Usually I wake up around 6:00 am. Sometimes I’m awoken earlier by the stray dogs howling outside; sometimes music playing from the local temple wakes me up; sometimes it’s the sound of my host mom (Pii Oi) sweeping the dirt outside my window; and sometimes, when I’m lucky, I actually sleep until my alarm goes off. Then I get a few precious minutes to myself before Pii Oi yells from her outdoor kitchen, “Sarah! Gin kaao!” (Eat!) My breakfast usually consists of some type of egg or meat which is always accompanied by rice.
After eating and getting ready, I bike to either the local government building (SAO) where we have sessions on Mondays, or my ajaan’s (teacher’s) house the rest of the week for language training. I have language class with 4 other trainees for 4 hours each morning. I can officially have a conversation in Thai that doesn’t revolve around food! (provided it’s about sports, my family, or past travel experiences)
After language class, my group often eats lunch at a restaurant we call, “Pad Thai” because of its delicious (and cheap) Pad Thai. Restaurants here do not have names, unlike restaurants in the US. Also unlike the US, restaurants here are run out of people’s homes.
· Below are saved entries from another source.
PR #12658, opened 2016-04-25
Supported by articles in Paid for by containers

regiskuckaertz:
This small update to accommodate the rare but possible case where a 'supported by' article is linked inside a paid for container along with other 'paid for by' articles.

Before:
picture 2

After:
picture 1

cc @uplne I have a list of styles in adverts.scss that will need to be removed when you refactor badges 🏇

### DIFF
--- a/static/src/stylesheets/module/commercial/_adverts-capi.scss
+++ b/static/src/stylesheets/module/commercial/_adverts-capi.scss
@@ -122,6 +122,10 @@
             min-height: $gs-baseline * 11;
             width: 100%;
         }
+
+        .advert__standfirst {
+            margin-bottom: $gs-baseline / 2;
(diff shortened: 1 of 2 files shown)


kelvin-chappell:
Wouldn't this case break the business rules?  I thought paid containers should only have paid content.  In which case it would be better to filter out non-paid content before rendering the container.

regiskuckaertz:
We thought so too, but have received confirmation that it may happen. Tim Hughes:

> I could see that happening, actually. For example, with Nespresso we ran parallel paid-for and supported-by campaigns, one promoting the coffee and the other articles around its sustainability, and those could have been mixed together.

Calanthe:
👍

PR #12659, opened 2016-04-25
Fix discussion email status code

nicl:
Ensures users see a sensible error message when they comment and their email is not verified by using the correct Discussion code.


gidsg:
:+1: :mega:

PR #12833, opened 2016-05-09
Add commercial audit

kenlim:
Adds audit to site

### DIFF
--- a/static/src/javascripts/projects/common/modules/commercial/commercial-audit.js
+++ b/static/src/javascripts/projects/common/modules/commercial/commercial-audit.js
@@ -13,22 +13,23 @@ define([
 
         if (config.switches.commercialAudit) {
             window.addEventListener('message', receiveMessage, false);
-
-            function receiveMessage(event) {
-                var origin = event.origin || event.originalEvent.origin;
-                var message = event.data;
-
-
-                if (message.startsWith('Tracker beacon: ')) {
-                    reportError(new Error('###Ad Beacon'), {
-                        feature: 'commercial',
-                        message: message,
-                        source: origin
-                    }, false);
-                }
-                return;
-            }
         }
 
+    }
+
+    function receiveMessage(event) {
+        var origin = event.origin || event.originalEvent.origin;
+        var message = event.data;
+
+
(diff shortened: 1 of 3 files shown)


static/src/javascripts/projects/common/modules/commercial/commercial-audit.js
```diff
@@ -0,0 +1,34 @@
...
+    'common/utils/config',
+    'common/utils/report-error'
+], function (config, reportError) {
+
+    return {
+        init: init
+    };
+
+    function init() {
+        var guardian = window.guardian;
```
regiskuckaertz: You don't need these two lines since you load the module on line 2

static/src/javascripts/projects/common/modules/commercial/commercial-audit.js
```diff
@@ -0,0 +1,34 @@
...
+        }
+
+    }
+
+    function receiveMessage(event) {
+        var origin = event.origin || event.originalEvent.origin;
+        var message = event.data;
+
+
+        if (message.startsWith('Tracker beacon: ')) {
```
regiskuckaertz: `startsWith` is not supported in IE so you might want to use `indexOf` instead:

```
message.indexOf(...) === 0
```

regiskuckaertz: ... also, open question: is this single test secure enough that nobody will be able to exploit it?

Depending on the test duration, this may be futile.

regiskuckaertz:
Aside from minor comments, looks good to me 👍

static/src/javascripts/projects/common/modules/commercial/commercial-audit.js
```diff
@@ -0,0 +1,31 @@
...
+        }
+
+    }
+
+    function receiveMessage(event) {
+        var origin = event.origin || event.originalEvent.origin;
+        var message = event.data;
+
+
+        if (message.indexOf('Tracker beacon: ') === 0) {
```
johnduffell: the PR description isn't too helpful here, but it's causing a JS error, hope this isn't an essential feature
image

PR #12834, opened 2016-05-09
Instances will stop trying as hard when they're overloaded

johnduffell:
This is to allow our servers to survive if they get overwhelmed by traffic.

It works by limiting the amount of work the server will take on to the amount it can complete within a reasonable time.

It makes our servers monitor the latency so far of outstanding requests and also the latency of completed requests.  If either of those go above 1 second, it will limit the number of concurrent requests to a nominal amount to allow recovery.

This does include health checks, so in this state it might fail healthchecks and be taken out of service anyway.  This is intentional as the box isn't coping, but hopefully it can recover in time for the next health check.

Latency is only a proxy for how well the box is coping, as if the upstream has latency issues our boxes will stop serving some requests.  This might need tweaking so it doesn't cause too big problems, maybe 1 second should be longer.

I thought about limiting concurrent requests or by CPU, but since our apps are so different I would have to choose appropriate values for other services.

We could terminate in progress requests if they take too long, this might help the instance become healthy.

None of this detracts from the fact that our apps shouldn't use so many resources and also new instances should come up quicker.  But at least they can come up one at a time without dying again.

The benefit of this is the system will be able to come up under load.  This is especially important when we have had issues which have lost the instances.

@cb372 @markjamesbutler @adamnfish @TBonnin 

I'm going to do a little more testing with JMeter to make sure it behaves as I want before I put it out, as it could all go horribly wrong in prod!

### DIFF
--- a/common/app/conf/Filters.scala
+++ b/common/app/conf/Filters.scala
@@ -1,12 +1,16 @@
 package conf
 
+import akka.agent.Agent
 import cache.SurrogateKey
 import common.ExecutionContexts
 import filters.RequestLoggingFilter
-import org.apache.commons.codec.digest.DigestUtils
-import play.api.mvc.{EssentialFilter, Result, RequestHeader, Filter}
-import play.filters.gzip.GzipFilter
 import implicits.Responses._
+import org.joda.time.DateTime
+import play.api.mvc.{EssentialFilter, Filter, RequestHeader, Result}
+import play.filters.gzip.GzipFilter
+import play.api.mvc.Results.ServiceUnavailable
+
+import scala.collection.immutable.Queue
 import scala.concurrent.Future
 
 object Gzipper extends GzipFilter(shouldGzip = (_, resp) => !resp.isImage)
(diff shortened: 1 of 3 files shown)


TBonnin:
Adding @alexduf to get more eyes on this PR

rich-nguyen:
I guess there could be three scenarios where this system impacts our service:

1. The server recovers, and responds healthily.
2. The server does not recover, and the healthchecks mark the server as unhealthy.
3. The server somewhat recovers, and oscillates around the threshold, throwing a mix of 200s and 500s.

The third state is usually handled by a half-open circuitbreaker-like model, do you think we should consider that here? Otherwise, getting the threshold value absolutely correct is difficult with a two-state model like this one. I like the idea, but I wonder if we get enough benefit for the cost (the cost being complexity). I'm most keen on the warmed-up, server-in-waiting idea.

johnduffell:
Thanks for the comments Rich, I was mainly trying to minimise the complexity while solving the primary problem of getting boxes up under high load.  Certainly consider this a first iteration though.

I'll come and talk to you about half open because I'm not sure what a circuit breaker is in this context.  I was just using the threshold as a way to get at least some requests through so it can recover.  After a couple of seconds of fast requests it should be able to open up again.

I'm happy for it to oscillate for long enough for the ASG to scale up, the main worries are that the latency will be quick enough not to cause a scale up (due to "fast" 50x errors) or that it will still be marked unhealthy due to the percentage of failing healthchecks.

alexduf:
What about tweaking the [netty server](https://www.playframework.com/documentation/2.4.x/ProductionConfiguration#server-configuration-options) rather than adding it at a filter level? You could for instance measure how many connections you can reasonably expect / process per server and set the [netty backlog](http://stackoverflow.com/questions/14075688/what-does-channeloption-so-backlog-do) size accordingly.
You mentioned all micro-services have different needs, equally, this probably doesn't need to be tweaked on all the services but could be done on the most critical one?

I do think the intention behind the PR is more than legitimate but I'm worried it would have uncontrollable side effects like the inability to scale up as you mentioned.

johnduffell:
I had a chat with Rich and now understand the issues and circuit breakers better, at the proposal we really only have an open and closed state for the system, and the opening would work fine, but the closing has issues in that the healthcheck might fail too many times to keep the server alive.
As a result it would be worth having a half/partial open state where it lets through healthchecks plus a proportion of requests.
This might improve latency enough to stop the group auto scaling, so we will need to scale on connections shedded as well as latency in future.

johnduffell:
closing this until I make a better implementation

PR #12836, opened 2016-05-10
Remove video duration metric

jamesgorrie:
## What does this change?

Removes the video duration event from Omniture. We aren't using it and it costs us a bit.

We stop 💸 

Not yet, but they will b e doing the same thing.
## Request for comment

@akash1810 @ScottPainterGNM @mkopka


akash1810:
👍

ScottPainterGNM:
Yesssss!

johnduffell:
I've shipped this to prod, you might want to check it's working right!

PR #12837, opened 2016-05-10
Test Facebook Native Ads

regiskuckaertz:
We're currently testing Facebook Native Ads (FNAs) to see if we can create ads similar to the one we did for Canon.

**This is just a test**, but to get through the approval process it needs to run on theguardian.com. Hence it is hidden behind an `adtest` cookie value of `fbnative`. When this cookie is enabled, we'll insert their SDK and ad units all over the page... and yes, we're making sure the SDK [is not inserted twice](https://github.com/guardian/frontend/blob/master/static/src/javascripts/projects/common/modules/identity/facebook-authorizer.js#L95).

Ultimately, if we decide to move forward with it, we'll be using the official application id and introduce some kind of policy around where and in which circumstances FNAs should be inserted, also trying to see if there is a way to throw DFP in the process.

cc @jbreckmckye @uplne @rich-nguyen


regiskuckaertz:
Actually you can add the `localhost` domain and it will work, so I'll raise another PR when I have everything properly set up 😝

static/src/javascripts/projects/common/modules/commercial/third-party-tags/facebook.js
```diff
@@ -0,0 +1,81 @@
...
+        });
+    }
+
+    function insertFbScript() {
+        var ref = document.scripts[0];
+        var script = document.createElement('script');
+        script.id = scriptId;
+        script.src = scriptSrc + '&appId=' + appNetworkId;
+        fastdom.write(function () {
+            ref.parentNode.insertBefore(script, ref);
```
jbreckmckye: I sometimes see async script loaders do this - inserting the new tag before the first script in the document. Any idea why they always insert the script in that position (e.g. other than as the first child of the body)? Just a curiosity.

static/src/javascripts/projects/common/modules/commercial/third-party-tags/facebook.js
```diff
@@ -0,0 +1,81 @@
...
+            adUnit.markup = facebookTpl(adUnit);
+        });
+        fastdom.write(function () {
+            adUnits.forEach(function (adUnit) {
+                adUnit.referenceNode.insertAdjacentHTML(
+                    adUnit.where,
+                    adUnit.markup
+                );
+            });
+            adUnits = null;
```
jbreckmckye: Why do we need to null this? Won't it get GCed automatically?

Calanthe:
Can you also include some screens next time?

static/src/javascripts/projects/common/modules/commercial/third-party-tags/facebook.js
regiskuckaertz: I'm not sure it still applies but appending to the body may result in [an abort exception in IE](https://www.nczonline.net/blog/2008/03/17/the-dreaded-operation-aborted-error/). I like that version because if the script runs then there **must** be a `script` element in the page, it's like _to be or not to be_ in code 😅

static/src/javascripts/projects/common/modules/commercial/third-party-tags/facebook.js
regiskuckaertz: Nope, the module itself stays in memory and so do its local vars. This is fairly insignificant in this case though, but it's a habit I like to keep.

regiskuckaertz:
I will, but in that case the PR was meant to get approved by Facebook via
theguardian.com and nothing would be displayed before this approval.

On Tue, 10 May 2016 at 14:20 Zofia Korcz <notifications@github.com> wrote:

> Can you also include some screens next time?
>
> —
> You are receiving this because you modified the open/close state.
> <https://github.com/guardian/frontend/pull/12837#issuecomment-218154607>
>

-- 

in England Number 908396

Many restaurants are simply an outdoor area on the home owner’s property, somewhat sectioned off, next to a small kitchen-type area. Many do not have typed-up menus, and they usually have mismatched tables and chairs. Several of the restaurants nearby are owned by families who are hosting volunteers, so we call the restaurants by the name of the volunteer residing there. When we want to switch it up and eat something other than Pad Thai, we normally go to Jessica’s, or sometimes Clarence’s.
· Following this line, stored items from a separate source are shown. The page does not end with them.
PR #12838, opened 2016-05-10
quick switch logic and description change and

Calum-Campbell:
## What does this change?

Quick change to High-Merch-Slot pul request that changes the logic and description of switch. Switch logic is now reversed so that feature is switched ON with the switch turning on.

### DIFF
--- a/common/app/conf/switches/CommercialSwitches.scala
+++ b/common/app/conf/switches/CommercialSwitches.scala
@@ -296,7 +296,7 @@ trait CommercialSwitches {
   val highMerchandisingComponentSwitch = Switch(
     SwitchGroup.Commercial,
     "render-commercial-high-slot-always",
-    "If on, the commercial-high slot will always render on pageload",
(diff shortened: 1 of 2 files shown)


common/app/conf/switches/CommercialSwitches.scala
```diff
@@ -296,7 +296,7 @@ trait CommercialSwitches {
   val highMerchandisingComponentSwitch = Switch(
     SwitchGroup.Commercial,
     "render-commercial-high-slot-always",
-    "If on, the commercial-high slot will always render on pageload",
+    "If on, wil be a server side check of page keywords with high-merchandising keywords, before high-merch slot render.",
```
JonNorman: There is a little typo there, but it might be slightly clearer to reword that as "If on, server will check tags for high-merchandising target before rendering high-merch slot."

JonNorman:
Apart from that small comment (which you can address in GitHub directly if you want to) :+1:

Calum-Campbell:
@JonNorman that is a bit clearer yeah, cheers.

PR #12840, opened 2016-05-10
Remove out-of-page-slot switch

JonNorman:
Adops no longer server surveys through this out-of-page slot and so we no longer need this switch.


jbreckmckye:
👍 

Excellent. Do you know how much money this will end up saving?

PR #12842, opened 2016-05-10
Fabric: Default position of fixed backgrounds

jbreckmckye:
On Android / iOS tablets, the vertical position of a fixed / parallax scroll background is defaulted to the middle. It seems we expect it to default to the top instead, so that's what I'm setting it to, until someone can suggest some instance where we want otherwise.

Before:
image

After:
image


static/src/javascripts/projects/common/modules/commercial/creatives/fabric-expanding-v1.js
```diff
@@ -186,9 +186,11 @@ define([
             showPlus: (this.params.showMoreType === 'plus-only' || this.params.showMoreType === 'plus-and-arrow') ?
             '<button class="ad-exp__close-button ad-exp__open">' + svgs('closeCentralIcon') + '</button>' : ''
         };
+        var parallaxScrollType = this.params.backgroundImagePType;
+        var scrollbgDefaultY = '0%';
         var scrollingbg = {
-            scrollbg: (this.params.backgroundImagePType !== '' || this.params.backgroundImagePType !== 'none') ?
-            '<div class="ad-exp--expand-scrolling-bg" style="background-image: url(' + this.params.backgroundImageP + '); background-position: ' + this.params.backgroundImagePPosition + ' 50%; background-repeat: ' + this.params.backgroundImagePRepeat + ';"></div>' : ''
+            scrollbg: (parallaxScrollType !== '' || parallaxScrollType !== 'none') ?
```
JonNorman: Should this not be an `&&`?
(I'm assuming that the empty string and 'none' are synonymous)

jbreckmckye:
@JonNorman Your comment prompted me to take a look at the actual DFP creative template - I just made the value mandatory, so we needn't test for an empty string in the first place.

After lunch, my practicum partner Hoi and I would bike to our school a few miles away, until we finished up our practicum this past week. Each week had a theme: English, physical activities, and 2 weeks of life skills, all things we will be teaching when we get to our permanent sites. Keep in mind, I’m newly graduated with an engineering degree, so lesson planning and teaching is still new to me and definitely a challenge, especially considering these students speak Thai, and not English. Luckily, I had a great partner who I worked well with. We took turns leading our sessions and always worked together on lesson plans. Hoi and I taught one class with students in grades 4-6, so each day was a mix of fun, interesting, and frustrating. After teaching, Hoi and I would either go to the local coffee shop for the Wi-Fi and air conditioning, or the SAO, where we would create our lesson plan for the following day. Now that practicum is over, we spend our afternoons planning a camp this week, and planning a volunteer project next week. I already miss spending my afternoons with my students, which I take as a good sign that I’ll enjoy my work at site!
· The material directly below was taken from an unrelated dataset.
PR #12845, opened 2016-05-10
More in series container

jamesgorrie:
## What does this change?

After running [this test](https://github.com/guardian/frontend/pull/12688/files) it seems people really like to go to next in the video series, so we're making it a permanent feature.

As soon as it starts to get dark outside, I bike home to make it for the “home before dark” rule that we must follow during PST (Pre-Service Training). It feels kind of silly being 23 years old and having a curfew of 6:00 pm, though I do understand it’s for our safety. Once I get home, I usually walk over to the neighbor’s house, where another trainee, Nicole, lives. Nicole and I eat dinner with her host parents and Pii Oi. I usually stay until Oi says “ap-nam!” (shower!) which I take as my cue that I should go home and shower before bed. I then get a little bit of time to myself, which I spend either reading from my kindle or watching one of the hundreds of movies I loaded onto my hard drive. Sometimes, if I’m lucky, I get to watch Thai soap operas with Pii Oi.
Weekends are a bit different; on Saturdays we have some kind of event each weekend, like American Day, language stations, or Thai-American Sports Day. Last Saturday we had our one and only Rest Day, so I spent the day with other volunteers biking to the weekend market and around the district. Next weekend we get to go spend a night in Bangkok! It will be our only night of freedom during PST, so naturally, it’s all we’ve been talking about for weeks. The main discussion about Bangkok is “What are you gonna eat?” which is followed by, “Cheese! And a burger! And Mexican food! And pizza! And margaritas! And a bagel!” all the foods we’ve been missing from home. It may sound ambitious for having only 24 hours in Bangkok, but you’d be surprised at what a group of hungry PCTs can accomplish if they set their minds to it.